Sabine Getty arrived at the Met Gala looking like she had stepped straight out of an antique oil painting, the kind you’d find hidden in the back room of a grand European estate, slightly cracked with age but still impossibly captivating. Wearing a couture Ashi Studio creation, the London-based jewelry designer transformed herself into a living artwork through a corseted gown painted entirely in trompe-l’œil, with details inspired by 18th-century portraiture and old master painting techniques. The dress blurred the line between skin, fabric, and canvas, creating an almost unsettling illusion that made her body look sculpted directly into the artwork itself. 

But the detail everyone became obsessed with was the oversized emerald ring she wore and the fact that the same ring appeared painted onto the gown, as though the jewel had escaped reality and entered the painting beside her. It was theatrical, surreal, and incredibly clever, turning jewelry into part of the narrative rather than just an accessory. 


And somehow, the mystery surrounding the ring only made the look more fascinating: no jewelry house officially claimed it, leaving people to wonder whether it was a piece from Getty’s own private collection or even one of her own creations.
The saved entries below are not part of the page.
PR #6595, opened 2023-12-22
Fix non-functional docker link

Merith-TK:
registry.hub.docker.com leads to an blank white page removing "registry' from the URL fixes it and takes the user to the correct page


matifali (approved):

code-asher (approved):
Thank you!

PR #6670, opened 2024-02-09
Use rpm to install in Fedora image

dsseng:
Dnf will pull caches if invoked for local file install and is also unnecessary

Fixes #


code-asher (approved):
Ahh makes sense, thank you!

PR #6671, opened 2024-02-11
Update FAQ: clarify about hashed pass and compose file

ckesc:
I noticed that it is not obvious how to make hashed passwords work in compose file. So I tried a fix from here https://github.com/coder/code-server/issues/5327#issuecomment-1208106752
And it works! Lets add it to the docs


code-asher (approved):
Thank you!

code-asher:
Just FYI, Prettier seems to dislike the `...` for some reason so I went ahead and removed them for now.

PR #6676, opened 2024-02-15
Update .node-version

puneethrai:
This is to fix security vulnerability mentioned in https://www.hkcert.org/security-bulletin/node-js-multiple-vulnerabilities_20231016

Fixes #
Update Node version to 18.19.1 to fix vulnerabilities in NodeJS


code-asher:
Thank you for the PR!  We keep our version is sync with upstream so we will need to wait for them to update.  https://github.com/microsoft/vscode/blob/main/remote/.yarnrc

puneethrai:
@code-asher any idea when can the update be possible ?

code-asher:
They follow Electron, and the next Electron update appears to be 28, scheduled for Februrary.  Electron 28 uses Node 18.18.2 so I think that will be the next version.  I am not sure about 18.19.1 though.

puneethrai:
Thanks for the update @code-asher . So this is my first time PR for this repo, If you could guide if the PR is fine 

I'll change the version to 18.18.2 if that is what we upgrade to and I believe changelog will be maintained by you

code-asher:
Yeah I will handle the changelog.  I believe we can update to 18.18.2 once VS Code 1.87.0 comes out.

puneethrai:
Thanks @code-asher . I've made the appropriate changes. Will keep an eye on VSCode 1.87.0 release. Looking forward for my first PR merge

code-asher:
Apparently I was wrong about the Node version, looks like they are going to update it in 1.88, not 1.87.

puneethrai:
That would add another month or so right ? We will be dealing with vulnerabilities much longer.

code-asher:
> That would add another month or so right ?
Yup, that is right.

code-asher:
The time has finally come!

PR #6734, opened 2024-03-30
Use password in URL to login similar as in jupyter notebook servers

### LINKED ISSUE #6733: Allow login with token similar to jupyter notebook server
## What is your suggestion?

Simplify the login procedure by allowing to pass the session password in the url to get similar behavior as clicking on a jupyter link of the form
```bash
Jupyter Server 2.12.5 is running at:
    http://localhost:8888/lab?token=fbf7cc58bbd90a9f172490f5c57201e03ca967efe424090c872b3218110f29fa
```

It streamlines the sign in procedure.

```--auth none``` is a workaround but is not secure if there are multiple people working on the same node

Yes

### PR DESCRIPTION
**Pull request by benjaminum**
Fixes #6733 

This change allows passing the password in the URL to code-server to allow automatic login similar to the token in jupyter notebook servers.

We can use the following snippet to create the URL and launch code-server.
```bash
local password=$(openssl rand -hex 32)
echo http://$(hostname -f):8080/login?session_password=$password
PASSWORD=$password /path/to/code-server/bin/code-server --bind-addr 0.0.0.0:8080
```

Clicking on this link printed to the terminal by the above code will login the user to code-server without any interaction.
```bash
http://mycomputer.com:8080/login?session_password=fbf7cc58bbd90a9f172490f5c57201e03ca967efe424090c872b3218110f29fa
```


code-asher (commented):
Thank you for the PR!

I think we should do this on the backend rather than relying on automatically filling the form on the frontend.

If the password is in the query parameters, then we check it, if it matches then we set the cookie.  We could also redirect to strip out the `session_password` query variable so it does not persist in the URL (otherwise someone could potentially read it).

code-asher:
Closing for inactivity, but we can re-open if you come back to this!

PR #6754, opened 2024-04-11
Update Code to 1.88.1

benz0li:
Ping @code-asher

### DIFF
--- a/.github/workflows/build.yaml
+++ b/.github/workflows/build.yaml
@@ -229,6 +229,11 @@ jobs:
         with:
           node-version-file: .node-version
 
+      # node-gyp is missing in (at least) npm 9.8.1.
+      # TODO: Remove once we update to npm>=10?
+      - name: Install node-gyp
+        run: npm install -g node-gyp
+
       - name: Fetch dependencies from cache
         id: cache-node-modules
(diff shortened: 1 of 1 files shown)


benz0li:
@code-asher Please re-run. My local build was successful.

code-asher:
Weird, I ran it a couple times but it keeps getting `ENOENT`.

Oh...I think I know why.  Something about `node-gyp` being removed from npm.  We updated Node to 18.18.2, but it did not trigger a rebuild of VS Code because of the cache (which itself is a bug I will have to fix), so it is only now causing an issue.

Might work to install `node-gyp` globally, let me test it later today and see.

code-asher (approved):

benz0li:
@code-asher What about the failed e2e tests?: https://github.com/coder/code-server/actions/runs/8698237868

code-asher:
Ah yeah I was worried about that, looks like the Express update broke something.

Not to worry though, the commit that was actually released is https://github.com/coder/code-server/commit/9a28bc29dbddb6886dfe03dc1c31320249a901ce which did pass, that commit was just for updating the changelog and Helm chart afterward.

code-asher:
Fixed!

PR #6783, opened 2024-05-03
Update Code to 1.89.0

benz0li:
Fixes https://github.com/coder/code-server/issues/6782

### DIFF
--- a/patches/base-path.diff
+++ b/patches/base-path.diff
@@ -10,7 +10,7 @@ Index: code-server/lib/vscode/src/vs/base/common/network.ts
 ===================================================================
 --- code-server.orig/lib/vscode/src/vs/base/common/network.ts
 +++ code-server/lib/vscode/src/vs/base/common/network.ts
-@@ -198,7 +198,9 @@ class RemoteAuthoritiesImpl {
+@@ -205,7 +205,9 @@ class RemoteAuthoritiesImpl {
  		return URI.from({
  			scheme: platform.isWeb ? this._preferredWebSchema : Schemas.vscodeRemoteResource,
  			authority: `${host}:${port}`,
--- a/patches/disable-builtin-ext-update.diff
+++ b/patches/disable-builtin-ext-update.diff
@@ -7,7 +7,7 @@ Index: code-server/lib/vscode/src/vs/workbench/contrib/extensions/browser/extens
 ===================================================================
 --- code-server.orig/lib/vscode/src/vs/workbench/contrib/extensions/browser/extensionsWorkbenchService.ts
 +++ code-server/lib/vscode/src/vs/workbench/contrib/extensions/browser/extensionsWorkbenchService.ts
-@@ -283,6 +283,10 @@ export class Extension implements IExten
+@@ -284,6 +284,10 @@ export class Extension implements IExten
  			if (this.type === ExtensionType.System && this.productService.quality === 'stable') {
  				return false;
  			}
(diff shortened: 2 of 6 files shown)


benz0li:
`code-server-4.24.0-rc.1-linux-amd64.tar.gz` with Code 1.89.0 is deployed at https://coder.jupyter.b-data.ch.

Functionality [modified by patches] tested and found to work:

* base-path
* cli-window-open
* local-storage
* marketplace
* proxy-url
* service-worker
* web view

Workspaces and Jupyter Notebooks also work fine:

*  `ms-toolsai.jupyter@2024.3.1`
*  `ms-python.python@2024.4.1`

Cross reference:

* https://github.com/open-vsx/publish-extensions/issues/740

benz0li:
@code-asher I have built as usual. Somehow `code-server --version` shows `... with Code 1.90.0`.

**JupyterLab Terminal**

```bash
code-server --version
```

```
4.24.0-rc.1 fb2afbd9d62532be3952118adafff3972c63f3bc with Code 1.90.0
```

**code-server Terminal**

```bash
code-server --version
```

```
1.90.0
fb2afbd9d62532be3952118adafff3972c63f3bc
x64
```

I have no idea why. Just wanted to let you know.

code-asher:
> Somehow code-server --version shows ... with Code 1.90.0

How strange!  I believe it just reads `lib/vscode/package.json`.  Maybe VS Code branched 1.89 off the wrong commit.

Yeah I checked and the `package.json` says `1.90.0`.  Oh maybe we should use the `release/1.89` branch.  I think maybe they put the `1.89.0` tag on the wrong commit.

benz0li:
> Yeah I checked and the `package.json` says `1.90.0`. Oh maybe we should use the `release/1.89` branch, it seems to be right there. I think maybe they put the `1.89.0` tag on the wrong commit. Or possibly they messed up the release branch and force pushed it.

VS Code v1.89.0 is built off commit https://github.com/microsoft/vscode/commit/b58957e67ee1e712cebf466b995adf4c5307b2bd.

I will update this merge request accordingly.

benz0li:
> VS Code v1.89.0 is built off commit [microsoft/vscode@b58957e](https://github.com/microsoft/vscode/commit/b58957e67ee1e712cebf466b995adf4c5307b2bd).
> 
> I will update this merge request accordingly.

Updated on their side, too:

* https://github.com/microsoft/vscode/issues/210887#issuecomment-2094038559 ff
* https://github.com/microsoft/vscode/releases/tag/1.89.0

code-asher (approved):
Awesome, thank you!

benz0li:
@code-asher With the "Alternative", the patch releases are in sync. And why not keep the minor releases in sync, too?  
👉 I.e. "Code - OSS" v1.89.1 = code-server v4.89.1

code-asher:
It does sound reasonable to keep them in sync, unfortunately sometimes we make fixes or additions to code-server other than updating VS Code, so as soon as that happens we would be permanently out of sync, I think.

benz0li:
> It does sound reasonable to keep them in sync, unfortunately sometimes we make fixes or additions to code-server other than updating VS Code, so as soon as that happens we would be permanently out of sync, I think.

IMHO updates other than "Code - OSS" are simply additional patch releases, i.e. `.3`, `.4`, etc.

Breaking changes in code-server require updating the major version – accoring to [semver](https://semver.org).

Other than that, minor and patch releases remain in sync with upstream "Code - OSS".

code-asher:
I would not be comfortable releasing a feature update as a patch, I think.  

But I agree that those updates can just wait until the next release.  I am open to experimenting with this, if we do come across a feature update that absolutely has to be released early for some reason then we can revisit.

code-asher:
I put out v4.89.0-rc.1!

smerschjohann:
An alternative would be to use semver builds v4.89.1+coder1 like k3s.io is using (e.g. v1.30.0+k3s1). I think going back to v1.89.1+coder1 is not an option ;)

PR #6789, opened 2024-05-08
fix: Update node version

alexandersperling:
* Update node version to solve CVE-2024-21892

### DIFF
--- a/package.json
+++ b/package.json
@@ -44,7 +44,7 @@
     "@types/express": "^4.17.17",
     "@types/http-proxy": "1.17.7",
     "@types/js-yaml": "^4.0.6",
-    "@types/node": "^18.0.0",
+    "@types/node": "^18.19.1",
     "@types/pem": "^1.14.1",
     "@types/proxy-from-env": "^1.0.1",
     "@types/safe-compare": "^1.1.0",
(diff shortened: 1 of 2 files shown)


code-asher:
Thank you for the PR!  This project just wraps the version used in VS Code, since that is the one that is tested and supported by them: https://github.com/microsoft/vscode/blob/main/remote/.yarnrc

Once they have updated, we can as well.

alexandersperling:
they now updated the version to 20.9.0, but this wont fix the CVE either...

code-asher:
Oh weird I wonder why they chose to do that.  Oh it probably matches whatever Node version is being used in Electron...

alexandersperling:
I wonder if it should work with node `20.12.1` since this is the version which is defined in the `.nvmrc`

You know why there are differences with the .yarnrc you linked before and the general node version used in the repo?

code-asher:
> You know why there are differences with the .yarnrc you linked before and the general node version used in the repo?

I am not sure, that does seem weird.  :thinking:

alexandersperling:
@code-asher they now updated to 20.11.1 and so did I 😄

code-asher:
Awesome!  We update VS Code on each release so we will need to wait until 1.90.0 or maybe 1.91.0.

code-asher:
Thanks again for the PR!  We ended up doing this as part of the VS Code upgrade so I will close this.

Weirdly, 20.11.1 keeps failing in CI (core dump) so I am trying out 20.12.1 from the .nvmrc instead.  It looks like they build with .nvmrc (20.12.1) but then they ship with the .yarnrc (20.11.1).  I am not sure why there is a discrepancy.  I am going to try both building and shipping with 20.12.1 and hopefully that is fine.

PR #6803, opened 2024-05-21
Allow emptyDir type volume mounts

### LINKED ISSUE #6802: [helm chart] Support emptyDir type volume mounts
## What is your suggestion?
I'd like to create emptyDir type volumes and mount them to the main container. 
The need for it arises from some setup tasks that are done by initContainers. For example, the apt mirror setup(/etc/apt/sources.list.d/debian.sources) can be brought in by an initContainer and transferred to the main container through a shared emptyDir volume.
Host path type volumes can do, but they are too heavy for my use cases
Yes

onichandame:
Fixes #6802

### DIFF
--- a/ci/helm-chart/templates/deployment.yaml
+++ b/ci/helm-chart/templates/deployment.yaml
@@ -177,9 +177,12 @@ spec:
         {{- if .existingClaim }}
         persistentVolumeClaim:
           claimName: {{ .existingClaim }}
-        {{- else }}
+        {{- else if .hostPath }}
         hostPath:
           path: {{ .hostPath }}
           type: Directory
+        {{- else }}
+        emptyDir:
+          {{- toYaml .emptyDir | nindent 10 }}
         {{- end }}
       {{- end }}
--- a/ci/helm-chart/values.yaml
+++ b/ci/helm-chart/values.yaml
@@ -190,6 +190,7 @@ extraVolumeMounts: []
   #   readOnly: true
   #   existingClaim: volume-claim
   #   hostPath: ""
+  #   emptyDir: {}
 
 extraConfigmapMounts: []
   # - name: certs-configmap


ci/helm-chart/templates/deployment.yaml
```diff
@@ -177,9 +177,12 @@ spec:
...
         persistentVolumeClaim:
           claimName: {{ .existingClaim }}
-        {{- else }}
+        {{- else if .hostPath }}
         hostPath:
           path: {{ .hostPath }}
           type: Directory
+        {{- else }}
+        emptyDir:
+          {{- toYaml .emptyDir | nindent 10 }}
```
code-asher, line 186: I am not too familiar with Helm, but if `emptyDir` is not specified then will this error?  Should we do `{{- else if .emptyDir }}` or make `emptyDir` default to `{}`?

code-asher (commented):
Thank you!  It looks good to me, just have one question.

ci/helm-chart/templates/deployment.yaml
onichandame: When emptyDir and all other configuration fields(hostPath etc.) are not set, the generated yaml would be `emptyDir: null`. I just tested that if such yaml is applied it would be transformed to `emptyDir: {}` by k8s.

I am not sure if it is the intended behaviour tho. I'd imagine that one of `existingClaim`|`hostPath`|`emptyDir` has to be set. Now it effectively defaults to emptyDir if not set. Would it be more desirable if an error is thrown when none of the fields above is set?

code-asher: Ahh that makes sense, thank you!

I am not sure either; I could see arguments for either way.  Hmm I vote we keep it as is it currently is.

PR #6833, opened 2024-06-10
Update Node to 20.12.1

code-asher:
Still trying to figure out a failure to connect the first time that reproduces consistently for me.


code-asher:
I think I finally narrowed the issue down.  Seems to have something to do with the display language patch.

PR #6889, opened 2024-07-09
Update upgrade.md

Bulla199606:
Fixes #


code-asher:
This should not normally be necessary, and the paths do not quite look right either.  Could you explain more?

In a night where everyone was trying to embody “Fashion is Art,” Sabine Getty managed to do something rarer, she created a look that felt like an actual myth, one people were still trying to decode long after the carpet ended.

Conclusion

And maybe that was the real story of this year’s Met Gala: not the gowns themselves, but the tension surrounding them. Inside the Metropolitan Museum, celebrities arrived dressed as living paintings, sculptures, myths, and fantasies, celebrating fashion as one of the highest forms of art. Outside, protesters, labour activists, and garment workers were asking a far less glamorous question: who actually gets to participate in that world, and who is left carrying its weight behind the scenes? 

The contrast was almost impossible to ignore. A night dedicated to beauty, craftsmanship, and cultural prestige was simultaneously financed by some of the most controversial concentrations of wealth in modern America. And suddenly the Met Gala stopped feeling like pure escapism. It became a reflection of the contradictions fashion has always carried within it: creativity and capitalism, artistry and excess, visibility and invisibility. That’s what made this year feel different. 

The most memorable looks weren’t just beautiful, they were charged with meaning. Some spoke about identity, mortality, heritage, or transformation. Others unintentionally revealed the uncomfortable systems surrounding luxury itself. Because art has never existed outside politics, power, or money, and fashion doesn’t either. Beneath the sequins, corsets, and museum-worthy couture, the 2026 Met Gala exposed something much more human: our obsession with beauty, our discomfort with inequality, and our endless desire to turn both into spectacle.